Salzburg lose the ball here, and Admira are looking to counter-attack. Szoboszlai, though, has other ideas…
The Hungarian chases back and commits a tactical foul near the halfway line to stop this developing counter-attack, which could have developed into 4v3 for Admira if it had been allowed to proceed.
As mentioned earlier, Szoboszlai is also extremely intelligent, constantly scanning his surroundings to see where the danger is, and this allows him to often be in the right place to nip attacks in the bud.
Here, Benjamin Pavard makes a run upfield just as Leon Goretzka is about to get on the ball for Bayern – a development that Szoboszlai spots…
…and then runs back to cut out the pass, setting up a Salzburg attack in the process.
Thus, we can see that the 20-year-old is a willing runner, able to take tactical instructions on board with regard to pressing, and also has the intelligence to notice developing attacks. All of this make him excellent while his team is out of possession, which is almost a required trait of modern playmakers.
The stats show how active he is while defending as well. Szoboszlai has averaged 3.45 interceptions per 90 so far this season, with 5.4 recoveries, of which 57% come in the opposition half, displaying how is a vital cog in Salzburg’s high press.
It is almost inevitable that a 20-year-old attacking midfielder will have some areas to work on his game. With regard to Szoboszlai, he can improve his passing, both in terms of timing as well as choosing the right pass. He often gives the ball away by attempting a risky pass in the final third, while he is also not quite as accurate as one would hope over longer distances, especially when he is playing the ball over the opposition’s defensive line for a forward to chase. This can be coached and improved through practice and repetition on the training ground, however, and at 20 years of age, the Hungarian has a lot of time to develop this particular facet of his game.
Dominik Szoboszlai is rightly being hailed as the next wonderkid out of the Salzburg system, and with good reason. His skill-set is quite well-rounded, as he is able to contribute both defensively and offensively, while he also has a penchant for the spectacular, having scored some superb goals this season already.
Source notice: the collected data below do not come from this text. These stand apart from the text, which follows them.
PR #16104, opened 2019-10-24
Update order status colors

sarjon:
| Questions     | Answers
| Branch?       | develop
| Description?  | See ticket.
| Type?         | improvement
| Category?     | IN
| BC breaks?    | no
| Deprecations? | no
| Fixed ticket? | https://github.com/PrestaShop/PrestaShop/issues/15228
| How to test?  | After installing/upgrading PS, order colors should change. You must use the last version of autoupgrade 4.10.0

---
This change is [Reviewable](https://reviewable.io/reviews/prestashop/prestashop/16104)

### DIFF
--- a/install-dev/upgrade/php/ps_1770_update_order_status_colors.php
+++ b/install-dev/upgrade/php/ps_1770_update_order_status_colors.php
@@ -59,8 +59,24 @@ function ps_1770_update_order_status_colors() {
     foreach ($statusColorMap as $color => $statuses) {
         foreach ($statuses as $statusId) {
             Db::getInstance()->execute(
-                'UPDATE `'._DB_PREFIX_.'order_state` SET `color` = ' . pSQL($color) . ' WHERE `id_order_state` = ' . (int) $statusId
+                'UPDATE `'._DB_PREFIX_.'order_state` SET `color` = "' . pSQL($color) . '" WHERE `id_order_state` = ' . (int) $statusId
             );
         }
+    }
+
+    // Some of the statuses can be deduced by their parameters, this allows to update the modules status colors
+    $statusColorConditions = [
+        OrderStatusColor::ACCEPTED_PAYMENT => ['paid' => 1, 'shipped' => 0],
+        OrderStatusColor::COMPLETED => ['paid' => 1, 'shipped' => 1],
+        OrderStatusColor::AWAITING_PAYMENT => ['color' => '#4169E1'], // Former color of awaiting payment
+    ];
+    foreach ($statusColorConditions as $color => $conditions) {
+        $whereCondition = ' WHERE 1';
+        foreach ($conditions as $field => $expectedValue) {
+            $whereCondition .= ' AND `' . $field . '` = "' . pSQL($expectedValue) . '"';
+        }
+        Db::getInstance()->execute(
+            'UPDATE `'._DB_PREFIX_.'order_state` SET `color` = "' . pSQL($color) . '"' . $whereCondition
+        );
     }
 }
--- a/install-dev/upgrade/php/ps_1770_update_order_status_colors.php
+++ b/install-dev/upgrade/php/ps_1770_update_order_status_colors.php
@@ -1,0 +1,66 @@
+<?php
+/**
+ * 2007-2019 PrestaShop SA and Contributors
+ *
+ * NOTICE OF LICENSE
+ *
+ * This source file is subject to the Open Software License (OSL 3.0)
+ * that is bundled with this package in the file LICENSE.txt.
+ * It is also available through the world-wide-web at this URL:
+ * https://opensource.org/licenses/OSL-3.0
+ * If you did not receive a copy of the license and are unable to
+ * obtain it through the world-wide-web, please send an email
+ * to license@prestashop.com so we can send you a copy immediately.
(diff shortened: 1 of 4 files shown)


sarjon:
Hey @TristanLDD, here's how new colors look like

colors

Legacy has this feature, if background is bright it makes text dark, otherwise text is white. Brightness is calculated using some formula.

install-dev/upgrade/sql/1.7.7.0.sql
```diff
@@ -5,6 +5,7 @@ ALTER TABLE `PREFIX_search_word` MODIFY `word` VARCHAR(30) NOT NULL;
 INSERT INTO `PREFIX_configuration` (`name`, `value`, `date_add`, `date_upd`) VALUES ('PS_DISPLAY_MANUFACTURERS', '1', NOW(), NOW());
 
 /* PHP:ps_1770_preset_tab_enabled(); */;
+/* PHP:ps_1770_update_order_status_colors(); */;
```
sarjon: I saw methods are "registered" this way, I assume they are executed somehow? :thinking:

Progi1984 (dismissed):
Need second review. I'm not sure for the call from SQL file.

install-dev/upgrade/php/ps_1770_update_order_status_colors.php
```diff
@@ -0,0 +1,66 @@
...
+ */
+
+use PrestaShop\PrestaShop\Core\Domain\Order\Status\OrderStatusColor;
+
+/**
+ * Updates order status colors according to new color schema
+ */
+function ps_1770_update_order_status_colors() {
+    $statusColorMap = [
+        OrderStatusColor::AWAITING_PAYMENT => Configuration::getMultiple([
```
PierreRambaud, line 34: Why not using const defined in config.inc.php?

sarjon: Because of deprecation, see

https://github.com/PrestaShop/PrestaShop/blob/develop/config/config.inc.php#L242

PierreRambaud: Oh, you're right, didn't saw it. Could we have class const at least? or is it too overkill?

install-dev/upgrade/sql/1.7.7.0.sql
PierreRambaud: yes, with this code you call the script `ps_1770_update_order_status_colors.php` and the function with the same name :)

sarjon: I'm confused, I don't know if that's cool or just a hack. :boom:

install-dev/upgrade/php/ps_1770_update_order_status_colors.php
sarjon: Hmmm, I guess it would make sense to have class constants for payment status config names, but it's beyond the scope of this PR imo.

PierreRambaud (dismissed):

Robin-Fischer-PS:
Hi @jolelievre @matks !

Some statuses are not displayed correctly :

- Partial refund should be "green HEX #2ECC71"
- Waiting capture (if it's a real status) should be "dark blue HEX #34219E"
- Waiting for Local Payment Method should be "dark blue HEX #34219E"
- Waiting for PayPal Payment should be "dark blue HEX #34219E"
- Waiting for Credit Card Payment should be "dark blue HEX #34219E"

Also, with a 1-click Upgrade, it did not worked, don't really know why.

Thanks

jolelievre:
Hi @Robin-Fischer-PS 

The problem here comes from the `ps_checkout` module, the order states you mentioned come from this module which insert them with his colors (matching legacy ones). The module should be updated to change these colors.

However I made some changes so now on upgrade almost all statuses are correctly updated, based on their parameters I was able to identify some of them and assigne the correct color. The only left one is `Partial refund` which can't be deduced and will have to be dealt with in the module.

I noticed an error on update on the menu, but it's not related to this PR, the problem comes the the new `enabled` field on Tabs, to test your back office correctly after the upgrade, either type the urls manually or you can update the database content manually and set the column `enabled` to 1 in all the `ps_tab` table.

I opened a dedicated issue for this problem: https://github.com/PrestaShop/PrestaShop/issues/16379

Progi1984 (dismissed):

matks (dismissed):

PierreRambaud (dismissed):

colinegin:
Hello @jolelievre and @Robin-Fischer-PS ,

FYI I've told @Darmona about these changes, he is going to apply the same changes in the PS Checkout module for more consistency. There is no ETA, but it will be done !

jolelievre:
I believe this PR can't be tested before #16379 is merged, it will also need a rebase for upgrade scripts and besides the ending `;` is missing in the PHP script calls in the sql file

matks (approved):

Robin-Fischer-PS:
Hi @jolelievre ,

With autoupgrade, the status colors are now OK (excepted Partial Refund as you said), so it's :heavy_check_mark: for QA !

Thanks

matks:
Thank you @sarjon and @jolelievre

With RB Leipzig set to sign him, it will be extremely interesting to see how he fares in the Bundesliga against theoretically-tougher opponents. However, he has already shown in the Champions League that he is capable of putting in high-class performances against the best in Europe, so do not be surprised if this young man’s name is doing the rounds throughout 2021, especially with a European Championship tournament as well, where he will be the undoubted star for Hungary.